# Commute times in your cities



## gladisimo (Dec 11, 2006)

From my house, around 45 minutes to Berkeley in the morning by car
, around 1 hr 25 min to Berkeley through Bart


----------



## Electrify (Mar 19, 2007)

DrJoe said:


> I don't quite get your point here. If he has the option of taking a commuter bus, and it is an hour quicker, than why does it matter how long the city bus takes?
> 
> Obviously the commuter bus is in place for a reason.


Because the commuter bus only takes him so far, and then from there he has to take a subway and a city bus to get to get him to his campus (hence pay an extra fare).
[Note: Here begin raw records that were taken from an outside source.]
PR #3587, opened 2024-11-22
Do pass posargs to tox invocation

yarikoptic:
So I could do

    tox -- -k test_basic --pdb -s -v

to limit execution and make it more verbose


DimitriPapadopoulos:
I wasn't aware of `{posargs}` which is documented here:
[Using Tox](https://python-refs.readthedocs.io/en/latest/testing_tox.html)

Requires a rebase though.

DimitriPapadopoulos (approved):

PR #3588, opened 2024-11-22
Do not allow for a word to start with punctuation symbols

### LINKED ISSUE #3305: Detection of string delimiters .
Currently, words in double quoted strings are spellchecked, but not strings with simple quotes.

My suggestion is to add a feature that would let codespell determine what a string delimiter is on a line by line basis, possibly limited to certain file patterns (extensions).

The detection would be on a line by line basis.

I understant that this could be somewhat tricky.

One way to implement it would be to have a regex that finds strings and replaces the delimiters of the string with spaces before looking for words.

yarikoptic:
The inspired for me to look use case
- https://github.com/INTERSECT-SDK/python-sdk/pull/19/files/33da9ff31d6162caa0dfc1a1155f321e6d68b1cc#diff-10380fd6e5ecb84c1ae11e135982739946c5aff1a50499378db397cf5034f54e

And then I found the issue this
- Close #3305

Although may be I am missing the use-cases/problems @DimitriPapadopoulos and @mdeweerd discussed back then

### DIFF
--- a/codespell_lib/_codespell.py
+++ b/codespell_lib/_codespell.py
@@ -53,7 +53,7 @@ from ._version import (  # type: ignore[import-not-found]
     __version__ as VERSION,  # noqa: N812
 )
 
-word_regex_def = r"[\w\-'’]+"  # noqa: RUF001
+word_regex_def = r"\w[\w\-'’]*"  # noqa: RUF001
 # While we want to treat characters like ( or " as okay for a starting break,
 # these may occur unescaped in URIs, and so we are more restrictive on the
 # endpoint.  Emails are more restrictive, so the endpoint remains flexible.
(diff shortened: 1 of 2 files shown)


larsoner:
I haven't looked deeply but am I right that this single-line comment:
```
# blah blah 'blah blah' blah
```
would get handled differently from this multi-line one
```
# blah blah 'blah
# blah' blah
```
? To me these are essentially the same code comment so it's weird that codespell would treat them differently.

It's even a bit weird to try to keep track of the quotation level in any way as it seems brittle, especially given people can forget start and end quotes from time to time

yarikoptic:
since no space should be in "word regex", we should be robust to such examples -- those should be separate words (on one line or not)

PR #3590, opened 2024-11-23
Add replacements for "ra"

TheGiraffe3:
But then again, "Ra" is the name of the ancient Egyptian god; should that also be added as a possibility?

### DIFF
--- a/codespell_lib/data/dictionary.txt
+++ b/codespell_lib/data/dictionary.txt
@@ -47170,6 +47170,7 @@ qwesant->croissant
 qwesants->croissants
 qwessant->croissant
 qwessants->croissants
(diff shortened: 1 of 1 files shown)


DimitriPapadopoulos (commented):
How about moving this entry to [`dictionary_names.txt`](https://github.com/codespell-project/codespell/blob/main/codespell_lib/data/dictionary_names.txt)?

DimitriPapadopoulos:
Also, `Ra` is the symbol for radium and an abbreviation (medical terms, rear admiral, resident assistant, Royal Academy, etc.).

TheGiraffe3:
Hmm, if it's an abbreviation, then it's probably not good to tell codespell it's a typo.

PR #3596, opened 2024-11-28
Handle words surrounded by single quotes

### LINKED ISSUE #3305: Detection of string delimiters .

mwtoews:
This resolves finding words enclosed within single quotes, e.g.:

    This is an 'errror'

Closes #3305

### DIFF
--- a/codespell_lib/_codespell.py
+++ b/codespell_lib/_codespell.py
@@ -759,13 +759,20 @@ def ask_for_word_fix(
     colors: TermColors,
 ) -> Tuple[bool, str]:
     wrongword = match.group()
+    match_start = match.start()
+    match_end = match.end()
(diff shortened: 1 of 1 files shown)


mwtoews:
Currently in draft as I'm not sure if this is the best solution. It seems to work, but open to feedback.

Also, it needs to have unit tests prepared. There are a few examples in the linked issue to work with.

PR #3597, opened 2024-11-29
Add replacements for complasance and complisance

TheGiraffe3:
Haven't been able to find this with grep, but seems like it could be easy to do.


DimitriPapadopoulos (approved):

DimitriPapadopoulos:
Thank you @TheGiraffe3!

PR #3600, opened 2024-12-02
Add variations for correction: reurn->return

jdufresne:
Found the misspelling "reurns" in a personal project, as in: "It reurns false ..."

The mistake could also be a typo for "rerun", so include that as a potential fix too.


luzpaz:
It could also be `rerun`

jdufresne:
> It could also be `rerun`

Good call. Thanks for the suggestion. I have included "rerun" as an alternate correction.

luzpaz (approved):

TheGiraffe3 (approved):

PR #3601, opened 2024-12-02
Add spelling correction for various variants of everything.

cfi-gb:
See e.g.:
- https://grep.app/search?q=Eerything&words=true
- https://grep.app/search?q=eveerything&words=true

### DIFF
--- a/codespell_lib/data/dictionary.txt
+++ b/codespell_lib/data/dictionary.txt
@@ -23599,6 +23599,7 @@ eeeprom->EEPROM
 eeger->eager
 eegerly->eagerly
 eejus->aegis
+eerything->everything, eerie thing,
 eescription->description
 eevery->every
 eeverything->everything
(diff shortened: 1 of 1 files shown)


codespell_lib/data/dictionary.txt
```diff
@@ -23592,6 +23592,7 @@ eeeprom->EEPROM
 eeger->eager
 eegerly->eagerly
 eejus->aegis
+eerything->everything
```
TheGiraffe3, line 23595: Unlikely, but it's possible that they meant "eerie thing".
```suggestion
eerything->eerie thing, everything,
```

TheGiraffe3 (commented):
At first I thought this would be a huge pull request because it changes everything 😉

codespell_lib/data/dictionary.txt
cfi-gb: Nice, thanks a lot. Wasn't even aware that such a word `eerie` exists :-)

Updated with the last force push but placed `everything` first because this seems to be more likely.

TheGiraffe3 (approved):

DimitriPapadopoulos (approved):

PR #5605, opened 2016-03-26
Setup flycheck-purescript for purescript layer

diogob:
I've added the package [flycheck-purescript](http://melpa.org/#/flycheck-purescript) and used the configuration from haskell layer as a template.


syl20bnr:
Thank you ! :+1: 

PR #5613, opened 2016-03-27
Improve Leiningen installation instructions in Clojure layer

### LINKED ISSUE #5612: Clojure layer nREPL cannot jack in (dependency versions)
I tried to start using ClojureScipt yesterday, and got stuck when I tried to launch the REPL from inside Spacemacs. I've tracked down the issue to stem from an incompatible version of Leiningen. It's very difficult to deduce this from the error that Spacemacs produces, and it's very likely to happen if you follow the installation instructions.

Granted if it takes that long, it might just be worth it...


----------



## Maroon Grown (Dec 22, 2004)

i live in brisbane, australia.

it takes me 20mins to get to the city (downtown) on an express train
30 mins on an all stations train
and it would take me an hour to get into town driving in peak hour traffic. 25mins in normal traffic.

i live 14km from the city in the middle ring of suburbs


----------



## [email protected] (Aug 19, 2005)

I live in the outskirts, so its 45 minutes from the CBD....but at certain times, it's 15 minutes...


----------



## Imperfect Ending (Apr 7, 2003)

Takes like.. 30 minutes to go 6 miles in Los Angeles


----------



## DarkLite (Dec 31, 2004)

*The traffic where I live isn't really that bad unless your on the strip. Vegas is more compact and so, you can get anywhere in town in around 35-45 minutes. 1.8 Million people live here so its really conveniant. The only bad times on the roads though are at 5 to 7 PM :crazy:*


----------



## MILIUX (Sep 13, 2002)

takes 50min from home to uni each way. 
23min train
13min bus
the rest is 'waiting time'


----------



## Joshapd (May 21, 2004)

About 40 minutes by bike or 40/45 minutes by bus to school. Pretty long compared to my schoolmates.


----------



## gladisimo (Dec 11, 2006)

Aquamadoor said:


> Takes like.. 30 minutes to go 6 miles in Los Angeles


Depends on where you are. Lol, I haven't gone to LA enough to know the whole thing. But the I-5 and 405 down from the north is insane... especially at the wrong time of the day...


----------



## James Saito (Nov 6, 2002)

It used to be 15min by train but now 1hour 20min by car after I changed my job. I live near the city centre but my new company is located at the outer suburb!! I hate "business parks"!!:bash:


----------



## r2 (Jun 27, 2004)

Traffic here sucks ... but doesn't it pretty much everywhere? Mass transit isn't really an option, which is pretty much criminal for a region of about 2 million people. Luckily, the employment centers are extremely decentralized so you're never really far from one employment center or another. My commute? 5 minutes, half of which is spent at a stop light. This because I'm lucky enough to live in the same edge-city that i work in.


----------



## Occit (Jul 24, 2005)

*I spend about 1 hour commuting to Caracas, in others zones you can spend about 45 minutes by car or 30 minutes by train. *


----------



## Estopa (Jul 18, 2006)

Northern Virginia, just about anywhere 45 minutes, but sometimes 1 hour depending on traffic, just one way.


----------



## Xelebes (Apr 1, 2007)

20-30 minutes at most. If there is an accident near the Quesnel, tack on another 10 to 15 minutes.


----------



## CITYofDREAMS (Jan 20, 2007)

It takes me about 25 minutes to commute from home in Glendale to Sylmar north LA area. Going against traffic, that's the key.


----------



## ilcapo (Jan 5, 2007)

It takes about 35 minutes for me to travel to Stockholms inner city (CBD) by train.
I live in the absolut outskirts.


----------



## isaidso (Mar 21, 2007)

20 minutes: rollerblade
60 minutes: walk

when raining or below zero:

streetcar/subway: 30 minutes


----------



## MPJK (Apr 25, 2007)

It takes about 15 minutes to get to the Sydney centre from where I live by train. (The inner west). By car, roughly similar. By bike, it takes a little bit longer.


----------



## Jonesy55 (Jul 30, 2004)

My commute from Shrewsbury to Birmingham, UK is:

10 minutes walk
5 minutes wait
60 minutes train
15 minutes walk

Total 90 minutes, distance 50 miles/80km.

Occasionally I travel by car but it's much more expensive and it can take anything from 1 hour to 3 hours depending on traffic.


----------



## Electrify (Mar 19, 2007)

I'm waiting for a smart ass reply from someone who works from home


----------